*** Opening of EXERCISE DATA ***

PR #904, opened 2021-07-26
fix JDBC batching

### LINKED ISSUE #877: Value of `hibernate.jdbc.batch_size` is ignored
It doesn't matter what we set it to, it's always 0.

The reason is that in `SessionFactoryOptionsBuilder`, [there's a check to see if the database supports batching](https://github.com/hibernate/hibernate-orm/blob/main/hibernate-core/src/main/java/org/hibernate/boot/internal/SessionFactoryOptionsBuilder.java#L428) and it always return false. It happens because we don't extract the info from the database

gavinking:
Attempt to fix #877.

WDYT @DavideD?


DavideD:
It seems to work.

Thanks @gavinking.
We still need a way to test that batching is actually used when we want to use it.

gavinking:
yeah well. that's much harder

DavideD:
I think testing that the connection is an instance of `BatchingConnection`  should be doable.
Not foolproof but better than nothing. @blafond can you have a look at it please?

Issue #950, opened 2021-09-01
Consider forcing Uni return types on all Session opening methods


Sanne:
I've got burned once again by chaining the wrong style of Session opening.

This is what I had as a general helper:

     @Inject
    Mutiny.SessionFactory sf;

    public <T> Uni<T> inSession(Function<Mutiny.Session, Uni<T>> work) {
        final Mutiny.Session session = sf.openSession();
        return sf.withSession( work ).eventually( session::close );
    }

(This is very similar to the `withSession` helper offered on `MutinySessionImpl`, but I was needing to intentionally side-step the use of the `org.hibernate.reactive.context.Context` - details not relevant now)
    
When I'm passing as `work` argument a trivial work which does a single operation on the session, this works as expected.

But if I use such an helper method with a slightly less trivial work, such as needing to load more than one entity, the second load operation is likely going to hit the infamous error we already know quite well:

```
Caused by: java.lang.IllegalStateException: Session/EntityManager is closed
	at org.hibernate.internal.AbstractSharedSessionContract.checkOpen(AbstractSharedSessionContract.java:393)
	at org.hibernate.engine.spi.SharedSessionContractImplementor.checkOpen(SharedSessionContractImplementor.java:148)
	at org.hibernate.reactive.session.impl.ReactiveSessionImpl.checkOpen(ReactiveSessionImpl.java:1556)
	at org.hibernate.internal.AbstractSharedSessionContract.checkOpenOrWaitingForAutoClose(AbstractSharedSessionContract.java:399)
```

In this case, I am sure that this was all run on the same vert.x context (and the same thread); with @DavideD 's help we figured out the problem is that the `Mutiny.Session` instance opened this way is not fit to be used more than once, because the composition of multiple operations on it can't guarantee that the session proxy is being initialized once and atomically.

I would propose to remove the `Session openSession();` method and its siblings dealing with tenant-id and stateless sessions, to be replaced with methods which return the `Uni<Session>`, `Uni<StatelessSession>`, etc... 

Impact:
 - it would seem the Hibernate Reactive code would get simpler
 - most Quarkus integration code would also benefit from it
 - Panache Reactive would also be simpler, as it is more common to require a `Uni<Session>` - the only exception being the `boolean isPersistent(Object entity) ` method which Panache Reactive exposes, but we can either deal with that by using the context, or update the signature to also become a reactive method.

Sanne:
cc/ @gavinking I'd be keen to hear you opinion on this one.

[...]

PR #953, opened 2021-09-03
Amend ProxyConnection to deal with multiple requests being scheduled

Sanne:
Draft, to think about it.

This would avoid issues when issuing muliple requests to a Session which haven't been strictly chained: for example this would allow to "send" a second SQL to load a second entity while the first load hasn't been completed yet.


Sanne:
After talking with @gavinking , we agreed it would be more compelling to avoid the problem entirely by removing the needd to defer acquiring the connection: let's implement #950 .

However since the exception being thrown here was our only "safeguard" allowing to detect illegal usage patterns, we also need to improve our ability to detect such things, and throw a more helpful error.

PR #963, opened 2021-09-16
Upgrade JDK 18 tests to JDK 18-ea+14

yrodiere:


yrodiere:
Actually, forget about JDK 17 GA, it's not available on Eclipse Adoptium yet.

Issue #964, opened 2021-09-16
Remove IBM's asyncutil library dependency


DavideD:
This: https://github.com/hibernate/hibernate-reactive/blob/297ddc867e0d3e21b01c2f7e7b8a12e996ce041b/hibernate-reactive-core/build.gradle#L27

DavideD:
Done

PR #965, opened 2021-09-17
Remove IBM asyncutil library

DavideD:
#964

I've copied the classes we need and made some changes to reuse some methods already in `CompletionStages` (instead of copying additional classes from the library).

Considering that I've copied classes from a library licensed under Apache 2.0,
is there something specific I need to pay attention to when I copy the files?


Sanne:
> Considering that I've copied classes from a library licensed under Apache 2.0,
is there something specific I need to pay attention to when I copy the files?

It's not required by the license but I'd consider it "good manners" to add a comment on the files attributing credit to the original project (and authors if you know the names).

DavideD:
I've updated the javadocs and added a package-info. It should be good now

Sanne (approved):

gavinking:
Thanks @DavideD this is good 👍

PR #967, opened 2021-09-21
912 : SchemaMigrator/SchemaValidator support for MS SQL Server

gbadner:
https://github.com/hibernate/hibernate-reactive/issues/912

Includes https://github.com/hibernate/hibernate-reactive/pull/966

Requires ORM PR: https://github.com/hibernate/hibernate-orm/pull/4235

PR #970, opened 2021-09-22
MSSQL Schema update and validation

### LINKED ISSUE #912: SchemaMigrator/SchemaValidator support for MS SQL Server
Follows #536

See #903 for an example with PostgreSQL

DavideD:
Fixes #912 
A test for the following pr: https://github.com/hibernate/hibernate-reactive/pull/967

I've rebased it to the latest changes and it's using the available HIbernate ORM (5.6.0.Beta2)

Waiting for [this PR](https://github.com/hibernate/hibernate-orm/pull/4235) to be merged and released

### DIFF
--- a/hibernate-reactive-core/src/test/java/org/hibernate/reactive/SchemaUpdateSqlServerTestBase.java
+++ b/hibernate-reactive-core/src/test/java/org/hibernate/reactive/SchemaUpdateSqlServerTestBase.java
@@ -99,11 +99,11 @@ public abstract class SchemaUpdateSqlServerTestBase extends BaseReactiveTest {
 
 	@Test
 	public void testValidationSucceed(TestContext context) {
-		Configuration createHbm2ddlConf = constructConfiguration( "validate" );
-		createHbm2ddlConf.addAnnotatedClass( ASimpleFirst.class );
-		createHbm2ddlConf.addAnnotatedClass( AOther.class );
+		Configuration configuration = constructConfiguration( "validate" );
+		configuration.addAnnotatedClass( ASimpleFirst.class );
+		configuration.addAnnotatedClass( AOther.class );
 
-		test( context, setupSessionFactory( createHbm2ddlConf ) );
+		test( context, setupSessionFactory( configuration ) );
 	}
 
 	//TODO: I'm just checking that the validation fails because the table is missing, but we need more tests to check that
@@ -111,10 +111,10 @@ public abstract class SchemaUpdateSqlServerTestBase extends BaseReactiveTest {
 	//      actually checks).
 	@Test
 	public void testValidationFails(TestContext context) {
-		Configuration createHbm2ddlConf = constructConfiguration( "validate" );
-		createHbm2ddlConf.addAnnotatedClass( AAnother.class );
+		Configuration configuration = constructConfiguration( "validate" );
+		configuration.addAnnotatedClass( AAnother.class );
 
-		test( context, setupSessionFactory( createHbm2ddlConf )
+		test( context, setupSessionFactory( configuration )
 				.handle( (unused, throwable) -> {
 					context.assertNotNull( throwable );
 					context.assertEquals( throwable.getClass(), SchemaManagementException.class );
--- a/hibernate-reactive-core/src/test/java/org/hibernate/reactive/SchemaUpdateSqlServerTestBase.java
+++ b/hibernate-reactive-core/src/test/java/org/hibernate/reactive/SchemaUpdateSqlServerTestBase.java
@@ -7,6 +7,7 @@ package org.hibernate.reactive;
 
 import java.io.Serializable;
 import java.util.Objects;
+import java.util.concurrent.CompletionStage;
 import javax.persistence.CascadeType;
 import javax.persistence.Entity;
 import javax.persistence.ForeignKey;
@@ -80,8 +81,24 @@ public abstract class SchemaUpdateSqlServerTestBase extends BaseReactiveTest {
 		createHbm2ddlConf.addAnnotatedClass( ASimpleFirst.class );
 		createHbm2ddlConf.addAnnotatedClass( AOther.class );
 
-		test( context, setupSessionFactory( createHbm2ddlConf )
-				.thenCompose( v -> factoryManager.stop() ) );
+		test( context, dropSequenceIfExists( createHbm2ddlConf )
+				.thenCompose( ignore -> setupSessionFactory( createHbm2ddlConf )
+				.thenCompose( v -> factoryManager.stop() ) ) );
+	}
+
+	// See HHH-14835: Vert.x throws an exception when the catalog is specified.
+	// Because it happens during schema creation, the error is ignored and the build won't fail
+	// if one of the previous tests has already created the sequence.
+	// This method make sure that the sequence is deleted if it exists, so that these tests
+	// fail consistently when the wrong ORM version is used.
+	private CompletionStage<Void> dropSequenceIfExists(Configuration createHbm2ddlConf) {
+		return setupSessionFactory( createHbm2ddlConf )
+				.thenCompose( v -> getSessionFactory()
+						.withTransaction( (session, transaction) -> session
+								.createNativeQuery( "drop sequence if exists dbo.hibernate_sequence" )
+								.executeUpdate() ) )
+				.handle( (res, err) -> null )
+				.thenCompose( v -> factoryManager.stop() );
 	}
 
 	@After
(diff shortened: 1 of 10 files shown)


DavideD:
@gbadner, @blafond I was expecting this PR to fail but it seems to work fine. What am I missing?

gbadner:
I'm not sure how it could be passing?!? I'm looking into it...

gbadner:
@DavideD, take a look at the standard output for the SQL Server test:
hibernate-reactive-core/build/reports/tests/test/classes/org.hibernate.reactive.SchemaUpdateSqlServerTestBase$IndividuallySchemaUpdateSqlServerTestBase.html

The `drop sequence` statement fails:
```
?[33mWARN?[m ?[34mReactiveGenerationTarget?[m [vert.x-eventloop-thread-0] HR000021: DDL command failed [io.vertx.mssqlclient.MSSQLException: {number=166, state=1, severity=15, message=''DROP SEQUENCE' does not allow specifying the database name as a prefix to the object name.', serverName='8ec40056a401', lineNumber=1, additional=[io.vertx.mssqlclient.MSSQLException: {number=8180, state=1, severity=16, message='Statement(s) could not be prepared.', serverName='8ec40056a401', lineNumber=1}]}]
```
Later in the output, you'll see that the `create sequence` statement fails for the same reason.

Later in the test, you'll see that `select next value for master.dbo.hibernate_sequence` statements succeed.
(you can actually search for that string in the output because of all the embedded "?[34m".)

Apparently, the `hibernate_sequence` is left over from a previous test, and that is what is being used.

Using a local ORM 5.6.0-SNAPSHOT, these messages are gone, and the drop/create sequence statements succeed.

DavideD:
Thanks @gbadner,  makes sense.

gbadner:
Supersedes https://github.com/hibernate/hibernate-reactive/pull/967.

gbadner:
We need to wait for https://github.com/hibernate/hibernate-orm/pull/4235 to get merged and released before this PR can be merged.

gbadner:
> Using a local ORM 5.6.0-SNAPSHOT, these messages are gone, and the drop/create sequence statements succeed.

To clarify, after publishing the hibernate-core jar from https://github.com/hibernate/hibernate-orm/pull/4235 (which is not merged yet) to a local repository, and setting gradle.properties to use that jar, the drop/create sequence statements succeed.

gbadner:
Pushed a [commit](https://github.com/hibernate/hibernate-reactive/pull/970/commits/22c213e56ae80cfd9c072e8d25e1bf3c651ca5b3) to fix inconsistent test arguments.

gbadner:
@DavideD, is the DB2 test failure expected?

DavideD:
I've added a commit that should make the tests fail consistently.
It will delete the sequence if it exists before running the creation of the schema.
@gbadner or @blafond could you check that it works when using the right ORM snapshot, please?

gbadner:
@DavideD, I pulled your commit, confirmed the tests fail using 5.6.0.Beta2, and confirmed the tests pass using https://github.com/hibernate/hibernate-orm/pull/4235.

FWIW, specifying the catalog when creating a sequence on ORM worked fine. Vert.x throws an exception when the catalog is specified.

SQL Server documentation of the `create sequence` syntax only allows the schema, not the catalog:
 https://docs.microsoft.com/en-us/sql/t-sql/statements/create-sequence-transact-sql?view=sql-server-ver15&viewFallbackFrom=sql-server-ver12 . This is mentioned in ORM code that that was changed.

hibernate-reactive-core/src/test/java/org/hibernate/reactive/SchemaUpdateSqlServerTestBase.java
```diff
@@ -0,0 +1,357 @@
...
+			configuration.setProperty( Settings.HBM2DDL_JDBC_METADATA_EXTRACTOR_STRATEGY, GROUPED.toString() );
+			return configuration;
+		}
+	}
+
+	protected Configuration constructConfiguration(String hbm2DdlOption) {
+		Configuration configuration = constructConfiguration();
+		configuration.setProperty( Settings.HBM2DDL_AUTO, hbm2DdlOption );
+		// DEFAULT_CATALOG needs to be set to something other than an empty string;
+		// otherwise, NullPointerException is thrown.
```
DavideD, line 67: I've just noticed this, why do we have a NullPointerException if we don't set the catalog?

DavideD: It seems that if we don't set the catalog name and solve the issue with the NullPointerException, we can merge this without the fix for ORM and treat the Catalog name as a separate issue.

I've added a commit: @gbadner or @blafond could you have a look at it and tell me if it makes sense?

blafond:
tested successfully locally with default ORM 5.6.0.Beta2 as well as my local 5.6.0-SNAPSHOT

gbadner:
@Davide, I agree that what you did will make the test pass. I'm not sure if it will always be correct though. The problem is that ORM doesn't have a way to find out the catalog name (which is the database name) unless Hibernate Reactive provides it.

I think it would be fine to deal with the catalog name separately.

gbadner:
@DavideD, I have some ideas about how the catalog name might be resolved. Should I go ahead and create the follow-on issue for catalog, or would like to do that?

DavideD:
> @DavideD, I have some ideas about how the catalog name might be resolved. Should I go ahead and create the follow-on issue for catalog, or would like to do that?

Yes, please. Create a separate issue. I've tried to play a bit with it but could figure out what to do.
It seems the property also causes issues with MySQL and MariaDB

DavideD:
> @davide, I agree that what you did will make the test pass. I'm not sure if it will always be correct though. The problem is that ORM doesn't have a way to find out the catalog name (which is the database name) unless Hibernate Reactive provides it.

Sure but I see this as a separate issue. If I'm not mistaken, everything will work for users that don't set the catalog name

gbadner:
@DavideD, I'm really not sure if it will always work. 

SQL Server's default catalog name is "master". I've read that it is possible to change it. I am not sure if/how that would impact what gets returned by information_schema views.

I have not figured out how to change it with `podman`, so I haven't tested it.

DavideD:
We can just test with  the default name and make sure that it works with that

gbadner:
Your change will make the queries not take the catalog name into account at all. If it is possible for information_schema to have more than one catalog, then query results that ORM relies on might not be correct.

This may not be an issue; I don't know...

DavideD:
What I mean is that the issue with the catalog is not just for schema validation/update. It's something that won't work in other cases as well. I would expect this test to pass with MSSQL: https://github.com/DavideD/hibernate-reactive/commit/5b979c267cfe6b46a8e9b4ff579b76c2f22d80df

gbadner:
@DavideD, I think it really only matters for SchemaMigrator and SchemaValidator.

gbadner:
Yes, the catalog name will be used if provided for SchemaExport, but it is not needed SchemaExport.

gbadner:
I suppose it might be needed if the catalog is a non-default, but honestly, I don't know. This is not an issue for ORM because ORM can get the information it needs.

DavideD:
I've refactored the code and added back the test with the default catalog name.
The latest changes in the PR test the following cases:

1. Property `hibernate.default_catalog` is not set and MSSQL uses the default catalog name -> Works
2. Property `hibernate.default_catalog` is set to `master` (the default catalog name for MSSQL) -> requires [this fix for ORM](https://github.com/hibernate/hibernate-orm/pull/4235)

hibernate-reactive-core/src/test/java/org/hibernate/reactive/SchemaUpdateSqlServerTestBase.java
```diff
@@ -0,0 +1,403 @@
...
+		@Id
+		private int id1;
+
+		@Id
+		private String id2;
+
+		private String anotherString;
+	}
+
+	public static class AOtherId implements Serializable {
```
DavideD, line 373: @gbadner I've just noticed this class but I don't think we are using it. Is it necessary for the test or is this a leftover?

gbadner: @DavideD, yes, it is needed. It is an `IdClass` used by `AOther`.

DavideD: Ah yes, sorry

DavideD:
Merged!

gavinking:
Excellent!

*** Close of EXERCISE DATA ***

(EXERCISE DETAILS)
Give again exactly, and only, the lines above starting at the one with "It seems to work." and ending at the one with "When I'm passing".

(EXERCISE SOLUTION)
It seems to work.

Thanks @gavinking.
We still need a way to test that batching is actually used when we want to use it.

gavinking:
yeah well. that's much harder

DavideD:
I think testing that the connection is an instance of `BatchingConnection`  should be doable.
Not foolproof but better than nothing. @blafond can you have a look at it please?

Issue #950, opened 2021-09-01
Consider forcing Uni return types on all Session opening methods


Sanne:
I've got burned once again by chaining the wrong style of Session opening.

This is what I had as a general helper:

     @Inject
    Mutiny.SessionFactory sf;

    public <T> Uni<T> inSession(Function<Mutiny.Session, Uni<T>> work) {
        final Mutiny.Session session = sf.openSession();
        return sf.withSession( work ).eventually( session::close );
    }

(This is very similar to the `withSession` helper offered on `MutinySessionImpl`, but I was needing to intentionally side-step the use of the `org.hibernate.reactive.context.Context` - details not relevant now)
    
When I'm passing as `work` argument a trivial work which does a single operation on the session, this works as expected.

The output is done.